## HOW TO COMPLETE THIS TASK
If a line in the entries includes "only", show that line.

## DATASET EXTRACT

PR #1984, opened 2023-02-15
Mention linux updates

dngray:
This closes:

- https://github.com/privacyguides/privacyguides.org/discussions/1281
- https://github.com/privacyguides/privacyguides.org/discussions/1280

I think it's important not to duplicate too much of upstream documentation.

Windows and macOS instructions should in their respective pages.

PR #2030, opened 2023-02-26
Permissions and Tracking (Android)

dngray:
- [x] Please check this box to confirm your agreement to grant Privacy Guides a perpetual, worldwide, non-exclusive, transferable, royalty-free, irrevocable license with the right to sublicense such rights through multiple tiers of sublicensees, to reproduce, modify, display, perform, relicense, and distribute your contribution as part of our project.
- [x] Please check this box to confirm you are the sole author of this work, or that any additional authors will also reply to this PR on GitHub confirming their agreement to these terms.

### DIFF
--- a/docs/os/android-overview.md
+++ b/docs/os/android-overview.md
@@ -52,9 +52,44 @@ It's important to not use an [end-of-life](https://endoflife.date/android) versi
 
 ## Android Permissions
 
-[Permissions on Android](https://developer.android.com/guide/topics/permissions/overview) grant you control over what apps are allowed to access. Google regularly makes [improvements](https://developer.android.com/about/versions/11/privacy/permissions) on the permission system in each successive version. All apps you install are strictly [sandboxed](https://source.android.com/security/app-sandbox), therefore, there is no need to install any antivirus apps. A smartphone with the latest version of Android will always be more secure than an old smartphone with an antivirus that you have paid for. It's better not to pay for antivirus software and to save money to buy a new smartphone such as a Google Pixel.
+[Permissions on Android](https://developer.android.com/guide/topics/permissions/overview) grant you control over what apps are allowed to access. Google regularly makes [improvements](https://developer.android.com/about/versions/11/privacy/permissions) on the permission system in each successive version. All apps you install are strictly [sandboxed](https://source.android.com/security/app-sandbox), therefore, there is no need to install any antivirus apps.
 
-Should you want to run an app that you're unsure about, consider using a user or work profile.
+A smartphone with the latest version of Android will always be more secure than an old smartphone with an antivirus that you have paid for. It's better not to pay for antivirus software and to save money to buy a new smartphone such as a Google Pixel.
+
+Android 10:
+
+- [Scoped Storage](https://developer.android.com/about/versions/10/privacy/changes#scoped-storage) gives you more control over your files and can limit what can [access external storage](https://developer.android.com/training/data-storage#permissions). Apps can have a specific directory in external storage as well as the ability to store specific types of media there.
+- Tighter access on [device location](https://developer.android.com/about/versions/10/privacy/changes#app-access-device-location) by introducing the `ACCESS_BACKGROUND_LOCATION` permission. This prevents apps from accessing the location when running in the background without express permission from the user.
+
+Android 11:
+
+- [One-time permissions](https://developer.android.com/about/versions/11/privacy/permissions#one-time) which allows you to grant a permission to an app just once.
+- [Auto-reset permissions](https://developer.android.com/about/versions/11/privacy/permissions#auto-reset), which resets [runtime permissions](https://developer.android.com/guide/topics/permissions/overview#runtime) that were granted when the app was opened.
+- Granular permissions for accessing [phone number](https://developer.android.com/about/versions/11/privacy/permissions#phone-numbers) related features.
+
+Android 12:
+
+- A permission to grant only the [approximate location](https://developer.android.com/about/versions/12/behavior-changes-12#approximate-location).
+- Auto-reset of [hibernated apps](https://developer.android.com/about/versions/12/behavior-changes-12#app-hibernation).
+- [Data access auditing](https://developer.android.com/about/versions/12/behavior-changes-12#data-access-auditing) which makes it easier to determine what part of an app is performing a specific type of data access.
+
+Android 13:
+
+- A permission for [nearby wifi access](https://developer.android.com/about/versions/13/behavior-changes-13#nearby-wifi-devices-permission). The MAC addresses of nearby WiFi access points was a popular way for apps to track a user's location.
+- More [granular media permissions](https://developer.android.com/about/versions/13/behavior-changes-13#granular-media-permissions), meaning you can grant access to images, videos or audio files only.
+- Background use of sensors now requires the [`BODY_SENSORS`](https://developer.android.com/about/versions/13/behavior-changes-13#body-sensors-background-permission) permission.
+
+An app may request a permission for a specific feature it has. For example, any app that can scan QR codes will require the camera permission. Some apps can request more permissions than they need.
+
+[Exodus](https://exodus-privacy.eu.org/) can be useful when comparing apps that have similar purposes. If an app requires a lot of permissions and has a lot of advertising and analytics this is probably a bad sign. We recommend looking at the individual trackers and reading their descriptions rather than simply **counting the total** and assuming all items listed are equal.
+
+!!! warning
+
+    If an app is mostly a web-based service, the tracking may occur on the server side. [Facebook](https://reports.exodus-privacy.eu.org/en/reports/com.facebook.katana/latest/) shows "no trackers" but certainly does track users' interests and behavior across the site. Apps may evade detection by not using standard code libraries produced by the advertising industry, though this is unlikely.
+
+!!! note
+
+    Privacy-friendly apps such as [Bitwarden](https://reports.exodus-privacy.eu.org/en/reports/com.x8bit.bitwarden/latest/) may show some trackers such as [Google Firebase Analytics](https://reports.exodus-privacy.eu.org/en/trackers/49/). This library includes [Firebase Cloud Messaging](https://en.wikipedia.org/wiki/Firebase_Cloud_Messaging) which can provide [push notifications](https://en.wikipedia.org/wiki/Push_technology) in apps. This [is the case](https://fosstodon.org/@bitwarden/109636825700482007) with Bitwarden. That doesn't mean that Bitwarden is using all of the analytics features that are provided by Google Firebase Analytics.
 
 ## Media Access
 


dngray:
> I'm not so sure that this makes sense. I do like the sentence in there that explains that this approach is flawed (as can be seen with Facebook), which simply highlights how bypassable such "tracker lists" are.

I wanted to highlight that point, as the site is regularly mentioned without any of the caveats.

> In other cases, (such as with [Bitwarden](https://reports.exodus-privacy.eu.org/en/reports/com.x8bit.bitwarden/latest/)), the "trackers" which are mentioned are not actually trackers at all, and are being used to provide app functionality. 
>
> The approach with labeling a specific library as a "tracker" no matter how it's being used within the app, or whether it's opt-in or opt-out makes the usefulness of such tools, dubious.

Oh, that's not really too useful. I thought it did more analysis than just looking at imports

> Can you provide me with some more information about how the decision to include this came up?

I think we discussed it on Matrix some time ago. It does come up from time to time, so I thought it might be useful as a preliminary investigation tool.

docs/android.en.md
```diff
@@ -232,6 +232,18 @@ Main privacy features include:
...
+
+If you are unsure about whether an app might contain trackers, we suggest looking at the report produced by [https://reports.exodus-privacy.eu.org](https://reports.exodus-privacy.eu.org). This site can produce an automated report and present information such as the required permissions and trackers detected in an app.
+
+!!! note
+
+    Android applications often require permissions for simple features. Don't be alarmed if your app requires a certain permission. If you are concerned investigate further.
+
+!!! warning
+
+    Exodus is able to determine some trackers it is not be perfect. Remember to check the app's privacy policy. Facebook for example shows [no trackers](https://reports.exodus-privacy.eu.org/en/reports/com.facebook.katana/latest/), but that does not mean there aren't any the website.
```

## RESPONSE
+- A permission to grant only the [approximate location](https://developer.android.com/about/versions/12/behavior-changes-12#approximate-location).
+- More [granular media permissions](https://developer.android.com/about/versions/13/behavior-changes-13#granular-media-permissions), meaning you can grant access to images, videos or audio files only.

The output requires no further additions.